Entering the late Jenni Rivera's palatial home in Encino, Calif., it’s hard not to be reminded of her.
The letters “JR” are engraved on the main door handles and inscribed on the marble floor in the entrance foyer. Butterflies — symbolic of her metamorphosis from a Mariposa de Barrio into banda’s reigning queen — decorate the staircase leading to some of the mansion’s seven bedrooms. Within these walls, it’s impossible to forget how hard the daughter of Mexican immigrants in Long Beach, Calif., worked to achieve the American Dream and to build a trans-generational empire.
No one is more aware of the hardships and triumphs than La Diva de la Banda’s eldest daughter, Janney Rivera, the blossoming singer who is better known by the nickname her uncle gave her: Chiquis. If Jenni, who had Chiquis at age 15, was the queen of regional Mexican music, then Chiquis was the obvious heir to her mother’s throne. But instead of applauding Chiquis for launching her own career as an artist, many die-hard Jenni fans dislike the idea of her daughter stepping into the spotlight.
Chiquis emerges from a room next to the kitchen, makeup-free and hair pulled back in a messy bun. It’s far from the glam image we’re used to seeing on social media, where she touts more than 3 million followers, but it’s unfiltered and real — two of the qualities that make her so endearing to fans who collectively call themselves the Boss Bee Nation. “Sorry to keep you waiting,” she says warmly. “I just came back from a cycling class and finished my meditation.”
Chiquis, 29, is remarkably similar to her mother — from her beautiful curves down to her mannerisms.
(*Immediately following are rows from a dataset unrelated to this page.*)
PR #192, opened 2020-03-18
Fixed double declarations caused by the prefixer

Andarist:
Currently:
```js
const stylis = styles => serialize(compile(styles), middleware([prefixer, stringify]))

stylis(`body{background:white;}`) === 'body{background:white;background:white;}'
```
After the fix
```js
stylis(`body{background:white;}`) === 'body{background:white;}'
```

I've looked through all the other prefixing rules and it seems to me that those were the only affected ones (other are already guarded somehow or should always produce a prefixed value), but you can double-check this.

### DIFF
--- a/src/Prefixer.js
+++ b/src/Prefixer.js
@@ -7,6 +7,8 @@ import {hash, match, charat, strlen, indexof, replace} from './Utility.js'
  * @return {string}
  */
 export function prefix (value, length) {
+	var input = value
+
 	if (length > 0)
 		switch (hash(value, length)) {
 			// @keyframes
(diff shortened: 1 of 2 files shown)


src/Prefixer.js
```diff
@@ -53,7 +55,9 @@ export function prefix (value, length) {
 				value = replace(value, /(.*)(zoom-\w+|grab\w*)(.*)/, '$1' + WEBKIT + '$2$3$1' + MOZ + '$2$3')
 			// background, background-image
 			case 5495: case 3959:
-				return replace(value, /([^-])(image-set\()/, '$1' + WEBKIT + '$2')
```
thysultan: Why not regex test for image-set then execute the replace i.e

```js
return test(value, /image-set/) ? replace(...) : value
```

Andarist: this was my first attempt but then the cursor has stopped working because it falls through here, so to handle `cursor:pointer;` case we'd probably have to introduce 2 regexp tests and a temporary variable

Andarist:
This has been fixed in https://github.com/thysultan/stylis.js/pull/195/commits/666f4b674a922884580fe3a61e93c2d965b58a4a

PR #193, opened 2020-03-18
Add flex-direction prefixing

Andarist:


src/Prefixer.js
```diff
@@ -24,6 +24,9 @@ export function prefix (value, length) {
 			// appearance, user-select, flex, transform, hyphens, text-size-adjust
 			case 5349: case 4246: case 6828: case 4810: case 6968: case 2756:
 				return WEBKIT + value + MOZ + value + MS + value
+			// flex-direction
```
Andarist: in v3 "flex" was also in this group, so probably it would be safe to move it here to achieve a shorter output, WDYT?

thysultan: What do you mean? "flex" by itself?

Andarist: Exactly, in v3:
```js
stylis('.user', 'flex:1;') === `.user{-webkit-flex:1;-ms-flex:1;flex:1;}`
```
but in v4 currently the equivalent produces `.user{-webkit-flex:1;-moz-flex:1;-ms-flex:1;flex:1;}`

thysultan: Added the Patch upstream(v4 branch) with a lace of other fixes(all current PR's save one).

Andarist: Closing this PR as it got fixed in the mentioned https://github.com/thysultan/stylis.js/pull/195/commits/666f4b674a922884580fe3a61e93c2d965b58a4a

PR #194, opened 2020-03-18
Universal selector bug

Andarist:


src/Tokenizer.js
```diff
@@ -135,7 +135,7 @@ export function whitespace (type) {
 		else
 			break
 
-	return token(type) > 2 || token(character) > 3 ? '' : ' '
+	return token(type) > 2 || character !== 42 && token(character) > 3 ? '' : ' '
```
Andarist: I have noticed now that this still doesnt produce a correct output for `* *` - which is a bizarre thing to write, but it's semantically correct, need to rethink how this can be solved succinctly

Andarist: WDYT about this:
```diff
diff --git a/src/Tokenizer.js b/src/Tokenizer.js
index 8935559..4ad060c 100644
--- a/src/Tokenizer.js
+++ b/src/Tokenizer.js
@@ -67,8 +67,10 @@ export function slice (begin, end) {
  */
 export function token (type) {
        switch (type) {
+               case 42:
+                       return 7
                // * / comment token
-               case 42: case 47:
+               case 47:
                        return 6
                // \0 \t \n \s whitespace token
                case 0: case 9: case 10: case 32:
@@ -124,6 +126,15 @@ export function tokenize (value) {
        return dealloc(tokenizer(alloc(value)))
 }
 
+function helper(t, lower) {
+       return (t = token(t)) > lower && t < 7
+}
+
 /**
  * @param {number} type
  * @return {string}
@@ -135,7 +146,7 @@ export function whitespace (type) {
                else
                        break
 
-       return token(type) > 2 || character !== 42 && token(character) > 3 ? '' : ' '
+       return helper(type, 2) || helper(character, 3) ? '' : ' '
 }
 
 /**
```

Andarist: @thysultan any thoughts on this?

thysultan: We could also divorce the `Parse.js/parse#51` line from the token function entirely.

```js
// /
case 47:
	switch (peek()) {
		// * /
		case 42: case 47:
			append(comment(commenter(next(), caret()), root), declarations)
			break
		default:
			characters += '/'
	}
```

the gzip savings are inconsequential.

Andarist: Adjusted as suggested

Andarist:
This has been fixed in https://github.com/thysultan/stylis.js/pull/195/commits/666f4b674a922884580fe3a61e93c2d965b58a4a

PR #195, opened 2020-03-25
V4

thysultan:
It is just about close to being ready.


src/Utility.js
```diff
@@ -42,7 +48,7 @@ export function test (value, pattern) {
  * @return {string?}
  */
 export function match (value, pattern) {
-	return pattern.exec(value)[0]
+	return test(value, pattern) ? pattern.exec(value)[0] : null
```
Andarist: im curious - are those optimized by engines so subsequent calls on the same inputs are cached? or is `exec` more heavy? any particular reason why this has been chosen instead of:
```js
return (value = pattern.exec(value)) ? value[0] : value
```

thysultan: That's probably better.

Andarist: My proposed version?

thysultan: Yes.

Andarist: K, I've pushed the change directly to this branch

src/Middleware.js
```diff
@@ -0,0 +1,104 @@
...
+ * @param {number} index
+ * @param {object[]} children
+ * @param {function} callback
+ */
+export function prefixer (element, index, children, callback) {
+	switch (element.type) {
+		case DECLARATION: element.return = prefix(element.value, element.length)
+			break
+		case KEYFRAMES:
+			return serialize([assign({}, element, {type: '', value: replace(element.value, '@', '@' + WEBKIT)})], callback)
```
Andarist: 1. shouldnt those "copies" receive a meaningful `.type`? I would expect the "inserted" node to be resembling one that would be created when compiling
2. isn't usage of `assign` here creating a different hidden class than what is returned from `node` and thus making functions receiving this polymorphic which we should avoid?

thysultan: Point.2 is solved with the most recent commit, 

Point 1, that was intentional. The intention is to be able to distinguish between plugin generated rulesets and others, this signals that it is a no-op/completed node as far as a plugin is concerned so other plugins don't mistaken it for a source node and try to process it in their logic, it may make sense for other plugins to preserve the `.type` but in this is i thought it best not.

kripod:
Awesome work, I highly appreciate all the efforts towards the next release! I would like to use v4 for [glaze](https://github.com/kripod/glaze), a CSS-in-JS library in the works. How may I apply autoprefixing on object styles optimally? For instance, I would like to prefix an object similar to:

```js
const style = {
  display: 'flex',
  justifyContent: 'space-evenly',
};
```

Also, is there a way to prefix key-value pairs one by one? If so, how is that possible?

thysultan:
>is there a way to prefix key-value pairs one by one

The `Prefixer.js` tests show how this is done. That would be the best way.

Andarist:
@kripod keep also in mind that stylis operate on a string input, not on objects - so to handle this properly you need to give it a serialized input or incorporate Prefixer into your serialization process

kripod:
Thank you for the feedback! Is there a chance for publishing an early preview version on npm?

package.json
```diff
@@ -8,9 +8,12 @@
   "repository": "https://github.com/thysultan/stylis.js",
   "bugs": "https://github.com/thysultan/stylis.js/issues",
   "type": "module",
-  "main": "dist/stylis.umd.js",
+  "main": "dist/stylis.cjs",
```
thysultan, line 11: This should be 'umd.js' unless i've missed something?

Andarist: I've merged the other PR after seeing [the LGTM comment](https://github.com/thysultan/stylis.js/pull/207#issuecomment-614642816). Changed this to UMD just now: https://github.com/thysultan/stylis.js/pull/195/commits/395454b8e75c627db52dc5cd72b91e169c18d774

kripod:
Congratulations on the big merge! 🎉

I cannot wait to try integrating v4 into [glaze](https://github.com/kripod/glaze), primarily as a runtime autoprefixer.

danieldelcore:
Well done everyone! The hard work is appreciated ❤️

PR #154, opened 2018-08-03
Fix: specify which AK can be used when image building

mbologna:
Add a tiny note about activation keys and image building.

### DIFF
--- a/adoc/advanced_topics_image_management.adoc
+++ b/adoc/advanced_topics_image_management.adoc
@@ -121,6 +121,8 @@ salt '$your_minion' state.highstate
 
 Create an activation key associated with the channel that your images will use.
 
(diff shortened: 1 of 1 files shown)


adoc/advanced_topics_image_management.adoc
```diff
@@ -121,6 +121,8 @@ salt '$your_minion' state.highstate
 
 Create an activation key associated with the channel that your images will use.
 
+NOTE: only activation keys associated with a channel that is not "SUSE Manager Default" can be used to build Containers.
```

Having served as consigliere in Jenni Rivera Enterprises, a multimillion-dollar company encompassing music, TV, clothing, fragrances and more, Chiquis launched her own career as a singer in 2014, and plans to release her debut album, a bilingual mix of banda and pop, in May.
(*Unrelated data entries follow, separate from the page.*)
PR #162, opened 2018-08-09
Switch clients from traditional to salt

Loquacity:
https://github.com/SUSE/spacewalk/issues/5335

And some editing of the first para in the section.

### DIFF
--- a/adoc/quickstart3_chap_suma_keys_and_first_client.adoc
+++ b/adoc/quickstart3_chap_suma_keys_and_first_client.adoc
@@ -350,7 +350,7 @@ This section describes the first method and uses a bootstrap repository.
 The second method uses bootstrap script, and is described in <<registering.clients.traditional>>.
 The third method uses the {webui}, and is described in <<ref.webui.systems.bootstrapping>>.
 
-You can also use these methods to change existing traditional clients into Salt clients.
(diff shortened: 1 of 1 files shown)


keichwa:
We are having fun with adoc markup (as expected)...  Some remarks:

You seem to prefer [btn]``xxx`` over btn:[xxx].

A package name is not a command ;)

Wondering whether we want to stick with the rule using menu:xxx only for entries of the left navigation menu and, maybe, cascaded tabs on sysmte details pages, etc.?  For widgets inside of a page, I usually [guimenu]``checkbox_label``.

But all this is not that important to me, thus I'll approve your PR!

Loquacity:
Hrm, there's some weirdness here, I'm sure these are changes you already did. Anyway, I've reverted them.

On a related note, though, partly I think the problem is that adoc doesn't have the range of docbook. In docbook, you can be really specific about the thing you are marking up (right down to <systemitem class="xx">!), but adoc just doesn't have that ability, so I'm kind of using [path] for everything that doesn't have a specific semantic. That said, I just discovered [systemitem] so it's my new favourite catch all.

The [btn] thing is just me forgetting that it works differently to the others (I also have to look up the menu one every time still) ;)

PR #166, opened 2018-08-13
Proxies can also be minions now (FATE#323069)

dincamihai:
Update documentation to reflect changes made as part of this card https://github.com/SUSE/spacewalk/issues/5303


dincamihai:
@mantel do you think we need to add something else here?

keichwa:
I noticed that the chapter requires more changes.  We must check all procedure whether they equally reflect traditional and Salt clients.  (then there are other unrelated issues with the chapter such as pseudo links or broken markup intro'ed during xml2adoc conversion...

I guess I should open new issues...

PR #171, opened 2018-08-21
Update Makefile

keichwa:
Use PRODUCTNAME setting when preparing xml targets
better sorting of targets (suma comes first)


keichwa:
received approval via irc/mail

PR #175, opened 2018-08-29
virtualiazation documentation update

cbosdo:
This PR documents uyuni-project/uyuni#5
An update of image ``system_details_traditional_virtualization_details.png``

### DIFF
--- a/adoc/advanced_topics_virtualization.adoc
+++ b/adoc/advanced_topics_virtualization.adoc
@@ -96,12 +96,11 @@ To automatically register {vmguest}s with {productname}, a bootstrap script is n
 ==== Activation Keys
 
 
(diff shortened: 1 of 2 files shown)


keichwa:
Thanks for the update and special thanks for attacking the xml2adoc conversation artifacts!  If nobody takes action, I can probably review and merge it next week.  Great work, you did not put in obstacles, but there are still some bits from the conversation that I'd like to eliminate.  BTW, we also have ``[package]`` as a tag for package names.

cbosdo:
@keichwa Thanks for the info. Just note that the [resource] use was here before: I just changed the formatting of the text. But I can change it too if you need it

keichwa:
Cederic, I hope you can agree with the adoc related changes I committed.

cbosdo:
@keichwa looks good to me so far, no real content change FWICT

PR #192, opened 2018-09-18
Revert "do not install 3rd party software"

keichwa:
Reverts SUSE/doc-susemanager#191


Loquacity:
Why the revert?

keichwa:
> Why the revert?

I did not want to merge directly, but first waiting for your review.

adoc/quickstart3_chap_suma_setup_with_yast.adoc
```diff
@@ -17,6 +17,14 @@ You will perform the following procedures:
 [[suma-setup-with-yast-sumasetup]]
 == {productname} Setup
 
+[WARNING]
+.Third Party Software Not Allowed
+--
+{productname} is a extension of {sls} and thus compatible the with software shipped with {sls}.
```
Loquacity: > {productname} is an extension of {sls}, so it is compatible with all {sls} default software.

(Or similar. There's a couple of typos in there, plus I really dislike 'thus' :P )

mcalmer:
@keichwa - btw. It is not true that we do not allow any 3rd Party Software. AFAIK monitoring software is allowed as long as they do not exchange any basic libraries like ssl, crypto software and similar things.

mcalmer:
@keichwa - I added Klaus as reviewer as he need to verify if the statement is correct.

kkaempf:
Thanks for updating this @keichwa. There's one caveat to be added (please adapt wording as you see fit): "in case of problems, SUSE reserves the right to ask to remove any 3rd party software (and associated configuration changes) and to reproduce the problem on a 'pristine' system."

Loquacity:
Wording is fine, but I have some reservations about use of the word "pristine" (especially with the markup). I think "clean" is a more widely used (and understood) term, and allow sus to remove the italics. 

Ref: https://books.google.com/ngrams/graph?content=clean+system%2Cpristine+system&year_start=1970&year_end=2018&corpus=15&smoothing=3&share=&direct_url=t1%3B%2Cclean%20system%3B%2Cc0%3B.t1%3B%2Cpristine%20system%3B%2Cc0

keichwa:
Yes, "clean" is probably better understood and from the surrounding text it should be clear what is meant.

OTOH, in the free software/opensource world 'pristine' has a very special meaning: untouched sources (without patches or changes) or a non-customized system and those things.  But you are right we must avoid those slang words.

kkaempf:
Please also push it to the 3.2 branch (for the upcoming 3.2.3 update) !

Preceding the album will be Chiquis’s memoir, Forgiveness, due out April 7 from Atria Books, in which she breaks her silence about her painful life experiences, including the events that led to the now-famous rift between her and her mother two months before Rivera’s plane crashed in Mexico on December 9, 2012, a time Chiquis calls “the worst two months of my life.”
Wrapped in a fleece blanket adorned with printed photos of Jenni, Chiquis is ready to set the record straight on some of the more flagrant misconceptions that have been circulating on social media.